I don’t know how anyone could possibly be a better drummer than Carter Beauford of Dave Matthews Band. Given a mini drum kit at the age of four, Carter practiced in the mirror with a left hand lead on a right handed kit. By the time he started performing professionally at age nine he had accidentally made himself ambidextrous. As such he has a style that is physically impossible to emulate. Dave Matthews has used Beauford’s talents to create really complex time signatures and without him that band would not be the same. I have a really complicated relationship with Rush (Geddy Lee’s voice skeeves me out), but it is impossible to argue with the talent of Neil Peart on the drums. A man of complicated time signatures and intense drum solos (seriously he even put out a DVD on the subject), Peart plays with his drum sticks in reverse, or butt end out for greater impact. There are a lot of ways in which the drum makes the band, and I think Peart is an example of that.
I give a two way tie to Tre Cool of Green Day and Travis Barker of Blink 182. Like Keith Moon, both of these drummers have the high energy gene where they are always doing something more with drums, even on slower pieces. Also, Tre Cool’s drum solo at the Green Day concert still haunts my dreams, it was so complicated and fast.

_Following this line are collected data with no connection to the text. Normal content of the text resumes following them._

PR #272, opened 2017-12-14
Android Oreo Notification Channel

Mecharyry:
### Problem
`download-manager` v2 crashes 😱  under the following scenario:

1. Start the demo application
2. Start a download
3. Application crash on API 27, check logs
4. Application does not show a notification on API 26, there is a warning on the usage of the channel

### Solution
Add a Notification Channel for the standard download notifications that are sent by the `download-manager`.

### DIFF
--- a/demo-simple/src/main/java/com/novoda/downloadmanager/demo/CustomNotificationCreator.java
+++ b/demo-simple/src/main/java/com/novoda/downloadmanager/demo/CustomNotificationCreator.java
@@ -4,14 +4,16 @@ import android.app.Notification;
 import android.content.Context;
 import android.support.v4.app.NotificationCompat;
 
-import com.novoda.notils.logger.simple.Log;
 import com.novoda.downloadmanager.DownloadBatchTitle;
 import com.novoda.downloadmanager.NotificationCreator;
 import com.novoda.downloadmanager.NotificationInformation;
+import com.novoda.notils.logger.simple.Log;
 
 public class CustomNotificationCreator implements NotificationCreator {
+
     private static final int ID = 1;
     private static final boolean NOT_INDETERMINATE = false;
+    private static final String CHANNEL = "download_manager";
 
     private final Context context;
     private final int iconDrawable;
@@ -31,7 +33,7 @@ public class CustomNotificationCreator implements NotificationCreator {
 
         Log.v("Create notification for " + title + ", " + content);
 
-        Notification notification = new NotificationCompat.Builder(context)
+        Notification notification = new NotificationCompat.Builder(context, CHANNEL)
                 .setProgress(bytesFileSize, bytesDownloaded, NOT_INDETERMINATE)
                 .setSmallIcon(iconDrawable)
                 .setContentTitle(title)
--- a/demo-simple/src/main/java/com/novoda/downloadmanager/demo/CustomNotificationCreator.java
+++ b/demo-simple/src/main/java/com/novoda/downloadmanager/demo/CustomNotificationCreator.java
@@ -5,6 +5,7 @@ import android.content.Context;
 import android.support.v4.app.NotificationCompat;
 
 import com.novoda.downloadmanager.DownloadBatchTitle;
+import com.novoda.downloadmanager.NotificationChannelCreator;
 import com.novoda.downloadmanager.NotificationCreator;
 import com.novoda.downloadmanager.NotificationInformation;
 import com.novoda.notils.logger.simple.Log;
@@ -13,7 +14,6 @@ public class CustomNotificationCreator implements NotificationCreator {
 
     private static final int ID = 1;
     private static final boolean NOT_INDETERMINATE = false;
-    private static final String CHANNEL = "download_manager";
 
     private final Context context;
     private final int iconDrawable;
@@ -33,12 +33,15 @@ public class CustomNotificationCreator implements NotificationCreator {
 
         Log.v("Create notification for " + title + ", " + content);
 
-        Notification notification = new NotificationCompat.Builder(context, CHANNEL)
+        String notificationChannel = NotificationChannelCreator.createDownloadNotificationChannel(context);
+
+        Notification notification = new NotificationCompat.Builder(context, notificationChannel)
                 .setProgress(bytesFileSize, bytesDownloaded, NOT_INDETERMINATE)
                 .setSmallIcon(iconDrawable)
                 .setContentTitle(title)
                 .setContentText(content)
                 .build();
+
         return new CustomNotificationInformation(ID, notification);
     }
 
--- a/demo-simple/src/main/java/com/novoda/downloadmanager/demo/CustomNotificationCreator.java
+++ b/demo-simple/src/main/java/com/novoda/downloadmanager/demo/CustomNotificationCreator.java
@@ -5,7 +5,7 @@ import android.content.Context;
 import android.support.v4.app.NotificationCompat;
 
 import com.novoda.downloadmanager.DownloadBatchTitle;
-import com.novoda.downloadmanager.NotificationChannelCreator;
+import com.novoda.downloadmanager.DownloadNotificationChannelCreator;
 import com.novoda.downloadmanager.NotificationCreator;
 import com.novoda.downloadmanager.NotificationInformation;
 import com.novoda.notils.logger.simple.Log;
@@ -33,7 +33,7 @@ public class CustomNotificationCreator implements NotificationCreator {
 
         Log.v("Create notification for " + title + ", " + content);
 
-        String notificationChannel = NotificationChannelCreator.createDownloadNotificationChannel(context);
+        String notificationChannel = DownloadNotificationChannelCreator.createDownloadNotificationChannel(context);
 
         Notification notification = new NotificationCompat.Builder(context, notificationChannel)
                 .setProgress(bytesFileSize, bytesDownloaded, NOT_INDETERMINATE)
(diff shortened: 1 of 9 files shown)


library/src/main/java/com/novoda/downloadmanager/NotificationChannelCreator.java
```diff
@@ -0,0 +1,30 @@
+package com.novoda.downloadmanager;
+
+import android.app.NotificationChannel;
+import android.app.NotificationManager;
+import android.content.Context;
+import android.os.Build;
+
+public class NotificationChannelCreator {
```
Mecharyry: @zegnus I've exposed this class so that the `custom` implementations can still use a notification channel without having to essentially duplicate the code here. Can hide behind an interface if you would prefer, that way clients can decide the priority etc of the channel.

library/src/main/java/com/novoda/downloadmanager/NotificationChannelCreator.java
```diff
@@ -0,0 +1,30 @@
...
+
+    public static String createDownloadNotificationChannel(Context context) {
+        if (CHANNEL_ID == null) {
+            CHANNEL_ID = "download-manager";
+            createNotificationChannelForAndroidOreo(context);
```
Mecharyry: Using a `static` to ensure that the setting of the channel is only done once per instance of the application, we always want to supply the basic channel identifier because it is used to create the notification.

library/src/main/java/com/novoda/downloadmanager/DownloadNotificationChannelCreator.java
```diff
@@ -0,0 +1,36 @@
...
+
+class DownloadNotificationChannelCreator implements NotificationChannelCreator {
+
+    private final NotificationManager notificationManager;
+
+    DownloadNotificationChannelCreator(NotificationManager notificationManager) {
+        this.notificationManager = notificationManager;
+    }
+
+    private static String CHANNEL_ID;
```
Mecharyry: Using a `static` to ensure that the `NotificationManager.createNotificationChannel` is called once per instance of the application, rather than every time that a notification is created.

library/src/main/java/com/novoda/downloadmanager/NotificationChannelCreator.java
```diff
@@ -0,0 +1,9 @@
+package com.novoda.downloadmanager;
+
+import android.content.Context;
+
+public interface NotificationChannelCreator {
```
Mecharyry: Created an interface that can be used by the `CustomNotificationBuilder`s.

library/src/main/java/com/novoda/downloadmanager/DownloadBatchNotification.java
```diff
@@ -26,7 +25,9 @@ public NotificationInformation createNotification(DownloadBatchTitle downloadBat
         String title = downloadBatchTitle.asString();
         String content = percentageDownloaded + "% downloaded";
 
-        Notification notification = new NotificationCompat.Builder(context, CHANNEL_ID)
+        String notificationChannel = NotificationChannelCreator.createDownloadNotificationChannel(context);
```
zegnus: I think that `NotificationChannelCreator` should be private. The reason is that this `DownloadBatchNotification` is an implementation of the public `NotificationCreator`.

A client can use just the default notification (and so this default channel), or if they want to create their own notification they should handle it all and decide if they want a channel or not, and with which features (showBadge? lights? etc...)

On the other hand, if you make it public then it belongs to the API contract and we'll have to maintain it and be more strict and careful with the changes, even changes on the class name.

Mecharyry:
@zegnus Sorry that you had to write that long message 😂  When I was writing you the last thing I decided to introduce the interface for the reasons you put 😄

zegnus:
I have a suggestion based on the following; the user of the library should have to do as minimum work as possible, being as trivial as possible. In the current proposal we have a custom implementation (notificationChannelCreator) inside a custom implementation (notificationCreator) and inside the last one it needs to know how to orchestrate the other one. What if we could orchestrate that ourselves?

I've came up with this:

```
public interface NotificationChannelCreator {

    String getNotificationChannelName();

    Optional<NotificationChannel> createNotificationChannel();
}
```

Notice the new first param
```
public interface NotificationCreator {

    NotificationInformation createNotification(String notificationChannelName,
                                               DownloadBatchTitle downloadBatchTitle,
                                               int percentageDownloaded,
                                               int bytesFileSize,
                                               int bytesDownloaded);
}
```

The class `LiteDownloadManagerDownloader` now accepts a `NotificationChannelCreator` as a constructor param and it used method:
```
    private void updateNotification(DownloadBatchStatus liteDownloadBatchStatus, DownloadService downloadService) {
        NotificationInformation notificationInformation = notificationCreator.createNotification(
                notificationChannelCreator.getNotificationChannelName(),
                liteDownloadBatchStatus.getDownloadBatchTitle(),
                liteDownloadBatchStatus.percentageDownloaded(),
                (int) liteDownloadBatchStatus.bytesTotalSize(),
                (int) liteDownloadBatchStatus.bytesDownloaded()
        );
```

Finally, in the class `DownloadManagerBuilder` before `LiteDownloadManagerDownloader downloader = new LiteDownloadManagerDownloader(` we can now create the channel, and it will be done just once so we don't need to hold a static instance of the channel

```
        Optional<NotificationChannel> notificationChannel = notificationChannelCreator.createNotificationChannel();
        if (Build.VERSION.SDK_INT >= Build.VERSION_CODES.O && notificationChannel.isPresent()) {
            NotificationManager notificationManager = (NotificationManager) context.getSystemService(Context.NOTIFICATION_SERVICE);
            notificationManager.createNotificationChannel(notificationChannel.get());
        }
```

Now, also the `DownloadManagerBuilder` can have an optional `withCustomNotificationChannelCreator(...)`, we have done all the orchestration and the creators now are super simple to use.

library/src/main/java/com/novoda/downloadmanager/DownloadNotificationChannelCreator.java
```diff
@@ -0,0 +1,36 @@
...
+            CHANNEL_ID = "download-manager";
+            createNotificationChannelForAndroidOreo(context);
+        }
+
+        return CHANNEL_ID;
+    }
+
+    private void createNotificationChannelForAndroidOreo(Context context) {
+        if (Build.VERSION.SDK_INT >= Build.VERSION_CODES.O) {
+            String channelName = "Download Manager Notification Service";
```
takecare: is the plan to have this hardcoded? no resources?

Mecharyry: Good point @takecare, I'll add this to `resources`

library/src/main/java/com/novoda/downloadmanager/Optional.java
```diff
@@ -0,0 +1,62 @@
+package com.novoda.downloadmanager;
+
+public final class Optional<T> {
```
Mecharyry: Had to introduce an `Optional` for some of the recommended changes. Now we can remove `@Nullable` from the codebase.

demo-simple/src/main/java/com/novoda/downloadmanager/demo/CustomNotificationCreator.java
```diff
@@ -4,25 +4,29 @@
...
-    public CustomNotificationCreator(Context context, int iconDrawable) {
+    public CustomNotificationCreator(Context context, int iconDrawable, NotificationChannelCreator notificationChannelCreator) {
         this.context = context;
         this.iconDrawable = iconDrawable;
+        this.notificationChannelCreator = notificationChannelCreator;
     }
 
     @Override
-    public NotificationInformation createNotification(DownloadBatchTitle downloadBatchTitle,
+    public NotificationInformation createNotification(String notificationChannelName, DownloadBatchTitle downloadBatchTitle,
```
joetimmins: Sure we don't want to wrap this `String` in an object? 😅

Mecharyry: I can't tell if you are serious 😆

library/src/main/java/com/novoda/downloadmanager/NotificationChannelCreator.java
```diff
@@ -0,0 +1,11 @@
+package com.novoda.downloadmanager;
+
+import android.app.NotificationChannel;
+
+public interface NotificationChannelCreator {
+
+    Optional<NotificationChannel> createNotificationChannel();
```
joetimmins: If this is gonna be part of the public API of the library can we have some javadoc or something explaining why it's `Optional`?

joetimmins: Sure

Mecharyry: https://novoda.atlassian.net/browse/ALL-4581

demo-simple/src/main/java/com/novoda/downloadmanager/demo/CustomNotificationCreator.java
zegnus: second parameter in a new line ;)

demo-simple/src/main/java/com/novoda/downloadmanager/demo/CustomNotificationCreator.java
```diff
@@ -4,25 +4,29 @@
...
+
     private static final int ID = 1;
     private static final boolean NOT_INDETERMINATE = false;
 
     private final Context context;
     private final int iconDrawable;
+    private final NotificationChannelCreator notificationChannelCreator;
 
-    public CustomNotificationCreator(Context context, int iconDrawable) {
+    public CustomNotificationCreator(Context context, int iconDrawable, NotificationChannelCreator notificationChannelCreator) {
```
zegnus: `NotificationChannelCreator` not needed

Mecharyry: It will be if we want to use this as an example and the custom one not crash 😄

Keith Moon: Man, I wish this dude hadn’t died. In the golden age of rock, Keith Moon brought an energy to his drumming that surpassed all others in this already energetic profession. It was never good enough for Moon to just drop a simple beat for The Who. Why be simplistic when you can wail musically on the snare drum every half a second. Just listen to “Pin Ball Wizard,” for example. Each verse, everyone else in the band is casually going down a simple scale, and in the background Moon goes ham bone, every bar, with something different.